1) I know, that's tricky. I'll try to update the vignettes (like for xcms) whenever new functionality becomes available. Most development efforts go now into Spectra and alike but in the end I try to integrate as much as possible with the old packages as possible (or have a way to convert old data objects into the new data structures to allow usage of the new code).

2) if something is not working we could implement alternative functions too - we would just need a nice use case.

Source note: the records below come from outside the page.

PR #403, opened 2026-01-19
Disable SLH-DSA in FIPS builds without ossl400

### LINKED ISSUE #318: SLH-DSA power-on tests
Follow-up from #316, which implemens the SLH-DSA. In some of the in-person meetings we discussed that we will need to ensure the power-on self tests for SLH-DSA need to be run. We do not want to run them unconditionally, as they take very long time so we want to make sure they run on first algorithm use.

I think this should be handled by the OpenSSL code, but it needs to be double-checked to confirm this.

simo5:
#### Description

The SLH-DSA module is now only compiled in FIPS builds when the `ossl400` feature is also enabled.

This is necessary because SLH-DSA requires deferred self-tests for FIPS compliance, and these tests are only available with the `ossl400` feature. Non-FIPS builds are unaffected.

Fixes #318 

#### Checklist

#### Reviewer's checklist:

### DIFF
--- a/src/enabled.rs
+++ b/src/enabled.rs
@@ -45,7 +45,12 @@ mod mlkem;
 #[cfg(feature = "mldsa")]
 mod mldsa;
 
-#[cfg(feature = "slhdsa")]
+// In fips builds enable slhdsa only if ossl400 was selected, which is required
+// for deferred self tests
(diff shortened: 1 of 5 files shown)


Jakuje (approved):
just typo

PR #410, opened 2026-01-28
Handle hmac state saving

simo5:
#### Description

Add HMAC state save/restore
HMAC is generally used in TLS for the transcript hash and needs to support saving and restoring state in order to finalize at each packet while also continuing to add to the hash in the following steps until the session is established.

Because OpenSSL does not expose serialization for HMAC, also add a KAT test and make FIPS builds also use the native HMAC code.

#### Checklist

#### Reviewer's checklist:


src/session.rs
```diff
@@ -748,15 +749,21 @@ impl Session {
             let mech = mechanisms.get(op.mech)?;
             let operation = mech.digest_restore(op.mech, op.data)?;
             <dyn Digest>::set_op(&mut self.operations, operation);
```
Jakuje: I think we should verify the key is not provided here and return `CKR_KEY_NOT_NEEDED` if it is not None.

simo5: done

PR #315, opened 2017-07-19
Reworked RTC for F4

stevstrong:
- no need for extra time library.
I took code snippets from Teensy's Time lib.

- as discussed in the forum: http://www.stm32duino.com/viewtopic.php?f=39&t=775&p=31218#p31218


rogerclarkmelbourne:
Thanks..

3) yes, the sum and mean spectra should identical, but only if the individual spectra are also identical. For the example above it seems that some peaks where present in most spectra, but some not, thus the mean and sum resulted in differences. What the function does is pretty simple: it gets all peaks from all spectra and orders them by m/z. Then it groups all peaks (based on m/z similarity considering the provided tolerance and ppm) and aggregates the m/z and intensity values in each such defined peak group. So, there is no pairwise calculation in there, so the result should be correct (I believe).

cbroeckl commented 2 years ago

Follow up on (3). So if we have three spectra, and each spectra has m/z = 195.088, the signal intensity for it is calculated as the sum of the signal intensities / three. However, if the 195.088 is present in only two of the three spectra, then the sum is calculated and divided by two, as there were only two measured values. Accurate?

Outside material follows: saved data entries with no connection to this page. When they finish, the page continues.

PR #317, opened 2017-07-28
F103C8 128kB flash upload

Testato:
Added F103C8 128kB flash upload, functionality largely accepted as working and present on the wiki.

### DIFF
--- a/STM32F1/boards.txt
+++ b/STM32F1/boards.txt
@@ -178,12 +178,19 @@ genericSTM32F103C.menu.device_variant.STM32F103C8.build.ldscript=ld/jtag_c8.ld
 genericSTM32F103C.menu.device_variant.STM32F103C8.upload.maximum_size=65536
 genericSTM32F103C.menu.device_variant.STM32F103C8.upload.maximum_data_size=20480
 
+## STM32F103C8 -------------------------
+genericSTM32F103C.menu.device_variant.STM32F103C8x=STM32F103C8 (20k RAM. 128k Flash)
+genericSTM32F103C.menu.device_variant.STM32F103C8x.build.cpu_flags=-DMCU_STM32F103C8
+genericSTM32F103C.menu.device_variant.STM32F103C8x.build.ldscript=ld/jtag.ld
+genericSTM32F103C.menu.device_variant.STM32F103C8x.upload.maximum_size=131072
+genericSTM32F103C.menu.device_variant.STM32F103C8x.upload.maximum_data_size=20480
+
 ## STM32F103CB -------------------------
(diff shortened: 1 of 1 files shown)


rogerclarkmelbourne:
We already have a menu option for the 128k F103CB

Although currently most STM32F103C8 boards seem to have 128k, this is not guaranteed to continue, as STM may change their manufacturing process and disable any Flash beyond the spec of the board, so I don't think adding a C8x would be appropriate.

If people want to use 128k of the flash they can just select the 103CB variant

Testato:
Yes I agree that ST may change it's production, but all the actual and future C8 cpu will remain in the field.
Also the bootloader message on this C8 cpu officially speaks about 128KiB flash space, so i think: "Why not ?"

In the future, if ST will really change their manufacturing, the people will see in the bootloader message that it have a 64KiB flash and will choose 64KiB board.txt. But nobody will remove from the field the thousand/million of "Cx" version.

It is more user friendly and clear for the people found two C8 line in the board menu, because normally he never choose CB board without know that he can do.
Also i do not know if by choosing the CB board is correct, because i see that the cpu_flag is different, and maybe can be something of thifferent in the core, i do not know, but it is more correct use the correct cpu_flag: cpu_flags=-DMCU_STM32F103CB vs -DMCU_STM32F103C8

I committed a new name for the board so it is more clear that this is a particular case:
`STM32F103C8 Experimental (20k RAM. 128k Flash)`

rogerclarkmelbourne:
I saw you'd fixed that typo where a 8 should be a B or vice versa

rogerclarkmelbourne:
I'll create a topic on the forum to discuss this PR (Like I do for the other PRs)

Testato:
Yes, it is the best way.
Please put also here the link to the topic

rogerclarkmelbourne:
I've committed a change to fix the typo in the RAM size on the F103CB.

I've also created a topic to discuss this change on the forum

http://www.stm32duino.com/viewtopic.php?f=53&t=2402

Please update your fork of my repo as there have been a lot of changes to board.txt for other reasons

victorpv:
Honestly I think this should not be merged for 2 reasons:
1.- Not all C8 MCUs have 128KB, and the ones that have are virtually a CB sold as a C8, so should be programmed as CB (otherwise things like end of flash in the EEPROM library would not be correct).
2.-Newbies not knowing what's about may buy a C8 board, then seeing the option for 128KB try to use it, and fail, because their C8 did not have 128KB, so would just cause confusion to people that doesn't now about the subject. For anyone knowing about this, better use the CB as explained in point 1.

rogerclarkmelbourne:
I agree.

If anyone wants to try using 128k on a 64k device they can just pick the F103CB instead of the C8

PR #319, opened 2017-07-30
Add openocd upload( J-Link OB) and STLink V2 type for 103C8, 103V

giveup2001:
Signed-off-by: wang <w.limin@qq.com>


rogerclarkmelbourne:
This PR seems to make changes that do not relate to openocd 

Also, we already have STLink upload, so I'm not sure why another type of STLink upload is needed

Please write in more detail precisely what this PR aims to achieve

PR #322, opened 2017-08-01
linux fix for gd32 variant in boards.txt

mtiutiu:
Linux is case sensitive so it matters when it comes to files/folder names. This fixes GD32F103xx variants in boards.txt to pick the right folder at compile time.

Otherwise this happens:
```
...
#include <board/board.h>
                         ^
compilation terminated.
exit status 1
Error compiling for board Generic GD32F103C series.
```


rogerclarkmelbourne:
Thanks

PR #325, opened 2017-08-03
Correcting FreeRTOS900 examples to include right version

victorpv:
The examples had not been edited to use the FreeRTOS 9.0 version, so correcting that now.


rogerclarkmelbourne:
Thanks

I had been thinking of the divisor for the mean as always being the number of original spectra. I think you are treating the absent mass/intensity as a missing value to be ignored, while i was thinking about it as a 'zero' value intensity at that mass. If we treat missing values as zeros, then the divisor is always the number of spectra.

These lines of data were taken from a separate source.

PR #327, opened 2017-08-18
Adding new.cpp as in F1 core.

victorpv:
This is to avoid libstdc++ being pulled in when new() is used.
Already included in the F1 in 2016.
Discussed on this thread:
http://www.stm32duino.com/viewtopic.php?f=39&t=2460&p=33163

### DIFF
--- a/STM32F4/cores/maple/new.cpp
+++ b/STM32F4/cores/maple/new.cpp
@@ -1,0 +1,35 @@
+/*
+  Copyright (c) 2014 Arduino.  All right reserved.
+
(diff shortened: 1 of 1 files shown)


rogerclarkmelbourne:
Thanks.  Adding new.cpp to the F1 did not seem to cause any problems, so I'm happy to merge this PR

victorpv:
Thanks. Should be easy to revert in case it does, being a single file, but I think we are safe. Both me and Frederic compiled with it and seemed to work fine.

I am not sure whether one is more appropriate than the other - i imagine that it depends on the context, to some extent.

jorainer commented 2 years ago

correct, the way it is implemented we only take the mean on the present values and if in one or more spectra the peak was not present this is not included in the calculation. We could think of an alternative implementation if this would be important for you. I will however definitely update the documentation to explain that better. Thanks Corey!

cbroeckl commented 2 years ago

Thanks @jorainer - i think it is fine as is for now - if i need the mean calcluated otherwise i can always write the function to divide the sum by nSpectra for each mass. I just misunderstood the calculations.